Saved data entries -

PR #29319, opened 2025-03-20
feat: Improve Error Handling for Existing Branches in GitLab Actions

jboeijenga:

When creating a Merge Request using GitLab actions, if the branch already exists in the target repository, the feedback to the user was minimal. Previously, the message "_Please check that your repo does not already contain a branch named ..._" required the user to manually verify the existence of the branch.

This update improves the user experience by:

- Automatically checking if the branch exists before attempting to create it.
- Providing a direct link to the existing branch in the error message.
- Checking for any open Merge Requests for the branch and including the link if available.

This change enhances the developer workflow by reducing unnecessary manual steps and improving visibility into existing branches and MRs.

### DIFF
--- a/plugins/scaffolder-backend-module-gitlab/src/actions/gitlabMergeRequest.ts
+++ b/plugins/scaffolder-backend-module-gitlab/src/actions/gitlabMergeRequest.ts
@@ -414,20 +414,39 @@ which uses additional API calls in order to detect whether to 'create', 'update'
               execute_filemode: file.executable,
             }));
 
-      let createBranch: boolean;
-      if (actions.length) {
-        createBranch = true;
-      } else {
-        try {
-          await api.Branches.show(repoID, branchName);
-          createBranch = false;
-          ctx.logger.info(
-            `Using existing branch ${branchName} without modification.`,
-          );
-        } catch (e) {
-          createBranch = true;
+      let createBranch = actions.length > 0;
+
+      try {
+        const branch = await api.Branches.show(repoID, branchName);
+        if (createBranch) {
+          const mergeRequests = await api.MergeRequests.all({
+            projectId: repoID,
+            source_branch: branchName,
+          });
+
+          if (mergeRequests.length > 0) {
+            // If an open MR exists, include the MR link in the error message
+            throw new InputError(
+              `The branch creation failed because the branch already exists at: ${branch.web_url}. Additionally, there is a Merge Request for this branch: ${mergeRequests[0].web_url}`,
+            );
+          } else {
+            // If no open MR, just notify about the existing branch
+            throw new InputError(
+              `The branch creation failed because the branch already exists at: ${branch.web_url}.`,
+            );
+          }
         }
+
+        ctx.logger.info(
+          `Using existing branch ${branchName} without modification.`,
+        );
+      } catch (e) {
+        if (e instanceof InputError) {
+          throw e;
+        }
+        createBranch = true;
       }
+
       if (createBranch) {
         try {
           await api.Branches.create(repoID, branchName, String(targetBranch));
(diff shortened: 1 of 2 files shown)


plugins/scaffolder-backend-module-gitlab/src/actions/gitlabMergeRequest.ts
```diff
@@ -414,20 +414,39 @@ which uses additional API calls in order to detect whether to 'create', 'update'
...
-          createBranch = false;
-          ctx.logger.info(
-            `Using existing branch ${branchName} without modification.`,
-          );
-        } catch (e) {
-          createBranch = true;
+      let createBranch = actions.length > 0;
+
+      try {
+        const branch = await api.Branches.show(repoID, branchName);
```
acierto, line 420: Can you please wrap it in `checkpoint`?

acierto, line 420: Can you please wrap it in `checkpoint`?

plugins/scaffolder-backend-module-gitlab/src/actions/gitlabMergeRequest.ts
```diff
@@ -414,20 +414,39 @@ which uses additional API calls in order to detect whether to 'create', 'update'
...
+        if (createBranch) {
+          const mergeRequests = await api.MergeRequests.all({
```
acierto, line 422: And this invocation too

acierto (changes requested):

jboeijenga:
@acierto: thanks for the feedback! I wrapped the api calls in checkpoint. Can you check if this is done correctly?

plugins/scaffolder-backend-module-gitlab/src/actions/gitlabMergeRequest.ts
```diff
@@ -414,31 +414,60 @@ which uses additional API calls in order to detect whether to 'create', 'update'
...
-          await api.Branches.create(repoID, branchName, String(targetBranch));
-        } catch (e) {
-          throw new InputError(
-            `The branch creation failed. Please check that your repo does not already contain a branch named '${branchName}'. ${getErrorMessage(
-              e,
-            )}`,
-          );
-        }
-      }
+      const { createBranch } = await ctx.checkpoint({
```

ABOUT THIS TASK -
Your answer should consist only of the count of lines in the data that contain "user".

ANSWER SPACE -
2